··· MATERIAL PROVIDED ···

PR #3998, opened 2023-11-28
Adding copy of label maps while using replicate command

Bibobu:
**Summary**

The current use of the replicate command does not copy already defined label maps when copying atom classes. This modification should correct the issue.

**Author(s)**

Germain Clavier (Unicaen, germain.clavier@unicaen.fr)

**Licensing**

**Backward Compatibility**

This should not cause backward compatibility issues.

**Implementation Notes**

This is an edit in the replicate.cpp file checking labelmapflag and copying labelmap accordingly.

**Post Submission Checklist**


src/replicate.cpp
```diff
@@ -228,6 +229,11 @@ void Replicate::command(int narg, char **arg)
   atom->extra_improper_per_atom = old->extra_improper_per_atom;
   atom->maxspecial = old->maxspecial;
 
+  if (old->labelmapflag) {
+    atom->add_label_map();
+    for (int i = 0; i<5; i++)  atom->lmap->merge_lmap(old->lmap, i);
```
stanmoore1: It's not wrong, but it seems a little strange to me to hard code a `5` here, rather than referring to a variable in the label_map class.

stanmoore1 (approved):

src/replicate.cpp
Bibobu: I agree that the hard coding of an integer value is clearly not elegant. As such I referenced the enum in the `Atom` class which is used to loop over interaction types. I don't think the label_map class has a public equivalent over which we could iterate.

sjplimp (approved):
I suggest we wait to merge until Jake looks at this.  Perhaps he will have a suggestion on Stan's comment.

src/replicate.cpp
jrgissing: @Bibobu thanks for this addition. looks good, but you could just write out each item in the list explicitly to avoid the technically dangerous iteration over enum. it would add several lines, but is probably most in line with how we designed the type labels framework. 

@sjplimp if this type of operation shows up again, we could add a better 'merge_all_lmaps' function

sjplimp:
I like Jake's suggestion.  There are only 5 possible maps I think, so just list them explicitly.

akohlmey:
> I like Jake's suggestion. There are only 5 possible maps I think, so just list them explicitly.

Made the change

PR #4003, opened 2023-12-01
Thread over neighbors in addition to atoms when using a half neighlist

stanmoore1:
**Summary**

Previously the Kokkos package `neigh/thread` option only supported a full list. This PR extends the option to include a half list as well. Also tune team threading params, and change default for `neigh/thread` to only be on if using GPUs.

**Related Issue(s)**

None

**Author(s)**

Stan Moore

**Licensing**

**Backward Compatibility**

yes


stanmoore1:
Thanks to @weinbe2 for pointing out an inefficiency in the threading code (now fixed).

stanmoore1:
I confirmed correctness on GPUs with half list and full list. The tuning gives a marginal speedup when using a larger cutoff for LJ 500 atoms (5.0 sigma instead of 2.5 sigma).

sjplimp (approved):

PR #4007, opened 2023-12-06
KSPACE: decouple KOKKOS and non-KOKKOS FFT

### LINKED ISSUE #3775: [BUG] Unable to enable hipFFT-backend with KSPACE + Kokkos with cmake
**Summary**

We noticed that our build was not utilizing the hipFFT backend for KSPACE.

···

__INSTRUCTIONS TO FOLLOW__
Please write out the records above once more, exactly and completely.

__SOLUTION TO THIS PROBLEM__
PR #3998, opened 2023-11-28
Adding copy of label maps while using replicate command

Bibobu:
**Summary**

The current use of the replicate command does not copy already defined label maps when copying atom classes. This modification should correct the issue.

**Author(s)**

Germain Clavier (Unicaen, germain.clavier@unicaen.fr)

**Licensing**

**Backward Compatibility**

This should not cause backward compatibility issues.

**Implementation Notes**

This is an edit in the replicate.cpp file checking labelmapflag and copying labelmap accordingly.

**Post Submission Checklist**


src/replicate.cpp
```diff
@@ -228,6 +229,11 @@ void Replicate::command(int narg, char **arg)
   atom->extra_improper_per_atom = old->extra_improper_per_atom;
   atom->maxspecial = old->maxspecial;
 
+  if (old->labelmapflag) {
+    atom->add_label_map();
+    for (int i = 0; i<5; i++)  atom->lmap->merge_lmap(old->lmap, i);
```
stanmoore1: It's not wrong, but it seems a little strange to me to hard code a `5` here, rather than referring to a variable in the label_map class.

stanmoore1 (approved):

src/replicate.cpp
Bibobu: I agree that the hard coding of an integer value is clearly not elegant. As such I referenced the enum in the `Atom` class which is used to loop over interaction types. I don't think the label_map class has a public equivalent over which we could iterate.

sjplimp (approved):
I suggest we wait to merge until Jake looks at this.  Perhaps he will have a suggestion on Stan's comment.

src/replicate.cpp
jrgissing: @Bibobu thanks for this addition. looks good, but you could just write out each item in the list explicitly to avoid the technically dangerous iteration over enum. it would add several lines, but is probably most in line with how we designed the type labels framework. 

@sjplimp if this type of operation shows up again, we could add a better 'merge_all_lmaps' function

sjplimp:
I like Jake's suggestion.  There are only 5 possible maps I think, so just list them explicitly.

akohlmey:
> I like Jake's suggestion. There are only 5 possible maps I think, so just list them explicitly.

Made the change

PR #4003, opened 2023-12-01
Thread over neighbors in addition to atoms when using a half neighlist

stanmoore1:
**Summary**

Previously the Kokkos package `neigh/thread` option only supported a full list. This PR extends the option to include a half list as well. Also tune team threading params, and change default for `neigh/thread` to only be on if using GPUs.

**Related Issue(s)**

None

**Author(s)**

Stan Moore

**Licensing**

**Backward Compatibility**

yes


stanmoore1:
Thanks to @weinbe2 for pointing out an inefficiency in the threading code (now fixed).

stanmoore1:
I confirmed correctness on GPUs with half list and full list. The tuning gives a marginal speedup when using a larger cutoff for LJ 500 atoms (5.0 sigma instead of 2.5 sigma).

sjplimp (approved):

PR #4007, opened 2023-12-06
KSPACE: decouple KOKKOS and non-KOKKOS FFT

### LINKED ISSUE #3775: [BUG] Unable to enable hipFFT-backend with KSPACE + Kokkos with cmake
**Summary**

We noticed that our build was not utilizing the hipFFT backend for KSPACE.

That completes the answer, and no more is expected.